The answer must consist of each line below that contains the string "superfluous".

>>>>>

PR #1339, opened 2026-06-05
fix(validators): reject valueHint on named arguments

### LINKED ISSUE #662: Prevent valueHint from being submitted with NamedArguments
See: https://github.com/modelcontextprotocol/registry/pull/570/files#r2427093900

There is nothing preventing someone from publishing a server.json with this mistake. Should we validate it at the schema or API level?

rinaldofesta:
## Summary

Closes #662.

`valueHint` identifies a positional slot for transport URL variable substitution, so it belongs only on positional arguments. Right now nothing stops a named argument from carrying one: the model holds `ValueHint` flat on `Argument` (`pkg/model/types.go`), and `validateArgument` checks the name and value fields for named arguments but not the hint.

The JSON schema does not catch it either. `valueHint` is declared on `PositionalArgument` only, but `Argument` is an `anyOf` union and neither branch sets `additionalProperties: false`, so a named argument with a `valueHint` still validates against the `NamedArgument` branch. That leaves the semantic validator as the enforcement point.

## Change

- Add `ErrValueHintOnNamedArgument`.
- In `validateArgument`, reject a non-empty `ValueHint` on a named argument (code `valuehint-on-named-argument`), beside the existing named-argument checks.
- Tests: a named argument with a `valueHint` is rejected; a positional argument with a `valueHint` stays valid.

The check is additive and matches the schema's positional-only declaration, so existing valid data is unaffected. I kept this at the validator level rather than tightening the generated schema, which felt like the smaller change; happy to put `additionalProperties: false` on the argument branches instead if you'd rather the schema carry it.

## Test

`go test ./internal/validators/...` passes.

### DIFF
--- a/internal/validators/constants.go
+++ b/internal/validators/constants.go
@@ -26,6 +26,7 @@ var (
 	ErrInvalidNamedArgumentName      = errors.New("invalid named argument name format")
 	ErrArgumentValueStartsWithName   = errors.New("argument value cannot start with the argument name")
 	ErrArgumentDefaultStartsWithName = errors.New("argument default cannot start with the argument name")
+	ErrValueHintOnNamedArgument      = errors.New("valueHint is only valid for positional arguments, not named arguments")
 
 	// Server name validation errors
 	ErrMultipleSlashesInServerName = errors.New("server name cannot contain multiple slashes")
--- a/internal/validators/validators.go
+++ b/internal/validators/validators.go
@@ -404,6 +404,20 @@ func validateArgument(ctx *ValidationContext, obj *model.Argument) *ValidationRe
 		// Validate value and default don't start with the name
 		valueResult := validateArgumentValueFields(ctx, obj.Name, obj.Value, obj.Default)
 		result.Merge(valueResult)
+
+		// valueHint names a positional slot for transport URL variable
+		// substitution, so it only makes sense on positional arguments. The
+		// schema allows it on named arguments (the union branches don't set
+		// additionalProperties: false), so reject it here instead.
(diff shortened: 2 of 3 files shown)


JosephDoUrden (commented):
I checked out the branch, ran go test -count=1 ./internal/validators/... and everything passes, and it merges clean onto current main. I also verified the schema claim in the description: in every bundled schema version that has valueHint it is only declared on PositionalArgument, and because Argument is an anyOf union without additionalProperties: false, a named argument with a valueHint still passes schema validation. A quick probe with ValidationAll confirms this at runtime, the only issue reported is the new semantic one. Worth noting the publish handler only runs ValidationSchemaVersionAndSemantic anyway, so the semantic validator is the right layer for this. Seed data has no named argument with a valueHint, so nothing existing breaks. Tiny nit: the new tests only put the argument in runtimeArguments, the same function covers packageArguments so the check works there too, but one more case would not hurt. Heads up that this conflicts a bit with my open #1583 in validateArgument, whichever goes second needs a small manual fix, happy to handle it from my side. Looks merge-ready to me.

rinaldofesta:
Good catch. I added the `packageArguments` case in `2b2201c`; `go test -count=1 ./internal/validators` passes and both CI jobs are green. I left #1583 untouched: this PR is still mergeable, so whichever lands second only needs the `validateArgument` overlap you noted.

JosephDoUrden:
Checked out 2b2201c and re-ran go test -count=1 ./internal/validators/... locally, all green including the new package args case. Also still merges clean onto current main. Nothing else from me, looks merge-ready.

Issue #1323, opened 2026-05-30
/v0/servers logs benign client cancellations as "list servers failed" and triggers "superfluous response.WriteHeader" warnings


tadasant:
> _🤖 This issue was generated by Claude Code._

_Thanks to @pree-dew (Pree) for reporting these log lines at the last Registry Working Group meeting._ 🙏

### Summary
When a client disconnects mid-request on `GET /v0/servers`, the list handler does not detect the cancellation. It (a) logs the resulting `context.Canceled` at default level as `list servers failed: ...`, and (b) returns `huma.Error500InternalServerError`, which makes huma attempt to write a status to an already-committed/closed response — producing a `superfluous response.WriteHeader call` warning. Both are benign-but-noisy: no real client is affected, because the client has already gone away.

### Observed log lines (production)
```
2026/05/28 20:28:26 list servers failed: error iterating rows: context canceled
... superfluous response.WriteHeader call from github.com/danielgtaylor/huma/v2/adapters/humago.(*goContext).SetStatus (humago.go:110)
```

### Root cause
`internal/api/handlers/v0/servers.go` (~line 135) logs and 500s on *every* error from the service, with no special-casing for client cancellation:

```go
servers, nextCursor, err := registry.ListServers(ctx, filter, input.Cursor, input.Limit)
if err != nil {
    log.Printf("list servers failed: %v", err)
    return nil, huma.Error500InternalServerError("Failed to get registry list")
}
```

<<<<<

**Output for this task**:
/v0/servers logs benign client cancellations as "list servers failed" and triggers "superfluous response.WriteHeader" warnings
When a client disconnects mid-request on `GET /v0/servers`, the list handler does not detect the cancellation. It (a) logs the resulting `context.Canceled` at default level as `list servers failed: ...`, and (b) returns `huma.Error500InternalServerError`, which makes huma attempt to write a status to an already-committed/closed response — producing a `superfluous response.WriteHeader call` warning. Both are benign-but-noisy: no real client is affected, because the client has already gone away.
... superfluous response.WriteHeader call from github.com/danielgtaylor/huma/v2/adapters/humago.(*goContext).SetStatus (humago.go:110)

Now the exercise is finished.